Benefícios devem se limitar a 35% do valor do salário dos ministros, decide por unanimidade o Tribunal Pleno da Corte.

 

O Supremo Tribunal Federal (STF) decidiu em sessão plenária nesta quarta-feira, 25, limitar o pagamento dos chamados penduricalhos a membros do Judiciário e Ministério Público em todo o país. 

Na prática, juízes e promotores continuarão a receber acima do teto. Se tiverem direito a penduricalhos, os ganhos de juízes e promotores deverão chegar a pelo menos R$62,5 mil mensais. De acordo com a Corte, a limitação deve gerar economia anual de R$7,3 bilhões aos cofres públicos. 

 

Penduricalhos são benefícios concedidos a servidores públicos e que, somados ao salário, não cumprem o teto remuneratório constitucional de R$46,3 mil.

 

35%
Conforme a decisão, indenizações adicionais, gratificações e auxílios deverão ser limitados a 35% do valor do salário dos ministros do STF, que tem o teto como referência. A limitação é equivalente a R$16,2 mil. 

 

Entre os benefícios que poderão ser pagos, estão vantagens como tempo de antiguidade, diárias, indenização por férias não gozadas, acumulação de jurisdição, entre outros.
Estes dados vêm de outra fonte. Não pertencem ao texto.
PR #5820, opened 2026-04-09
feat(integrations): add support for cisco duo admin

hassan254-prog:

- add support for cisco duo admin


packages/providers/providers.yaml
```diff
@@ -5425,6 +5425,43 @@ drata:
...
+cisco-duo-admin:
+    display_name: Cisco Duo Admin API
+    categories:
+        - other
+    auth_mode: BASIC
+    proxy:
+        base_url: https://${connectionConfig.hostname}
+        headers:
+            date: '${now:ddd, DD MMM YYYY HH:mm:ss ZZ}'
+            authorization: "Basic ${base64(${credentials.username}:${hmacSha1Hex(${now:ddd, DD MMM YYYY HH:mm:ss ZZ}\n${method}\n${connectionConfig.hostname}\n${path}\n${params}, ${credentials.password})})}"
```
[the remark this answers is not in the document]
hassan254-prog: The body format `form` is not needed at the provider level because the proxy passes through the request body as-is; callers are expected to set the correct Content-Type headers and serialize the body themselves.

packages/shared/lib/utils/utils.ts
```diff
@@ -206,6 +206,16 @@ function replaceSha256HexExpression(str: string, resolveInner: (inner: string) =
...
+function replaceHmacSha1HexExpression(str: string, resolveInner: (inner: string) => string): string {
+    return str.replace(/\${hmacSha1Hex\(([\s\S]*?)\)}/g, (match, inner) => {
+        const lastComma = inner.lastIndexOf(',');
+        if (lastComma === -1) return match;
+        const message = resolveInner(inner.slice(0, lastComma));
+        const key = resolveInner(inner.slice(lastComma + 1).trim());
+        return crypto.createHmac('sha1', key).update(message, 'utf8').digest('hex');
+    });
+}
+
```
TBonnin, line 218: I think it is time to move all the replace/interpolate functions to their own file (and out of utiles), with tests for all of them.

TBonnin (approved):

packages/shared/lib/utils/utils.ts
hassan254-prog: I agree, I have captured a ticket for this refractor.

Por estarem previstos em lei e serem considerados verbas indenizatórias, os benefícios não entram no cálculo do teto. 

Votos 
Por unanimidade, as regras foram definidas no julgamento no qual o plenário confirmou que somente penduricalhos previstos em lei podem ser pagos. A regra também vale para os servidores dos poderes Executivo e Legislativo. 

Diante da complexidade do tema, o Supremo decidiu produzir um voto único sobre a questão, que foi lido pelo decano da Corte, ministro Gilmar Mendes.


Durante sua manifestação, Mendes defendeu o fim dos penduricalhos e citou um caso de concessão de licença compensatória de até 34 dias por dias de folgas que foram trabalhados. 


"Ficava-se mais em casa do que trabalhando", comentou.


O presidente do STF, Edson Fachin, defendeu regras de normas transitórias para que o Congresso defina quais pagamentos de verbas indenizatórias são legais.

"Este colegiado se defrontou com um problema que perdura aproximadamente há 30 anos. Portanto, teve o desafio de encontrar uma fórmula capaz de estabelecer regras transitórias até que advenha lei federal de caráter nacional", afirmou.

 

Com informações: Agência Brasil
Crédito foto: Victor Piemonte (STF)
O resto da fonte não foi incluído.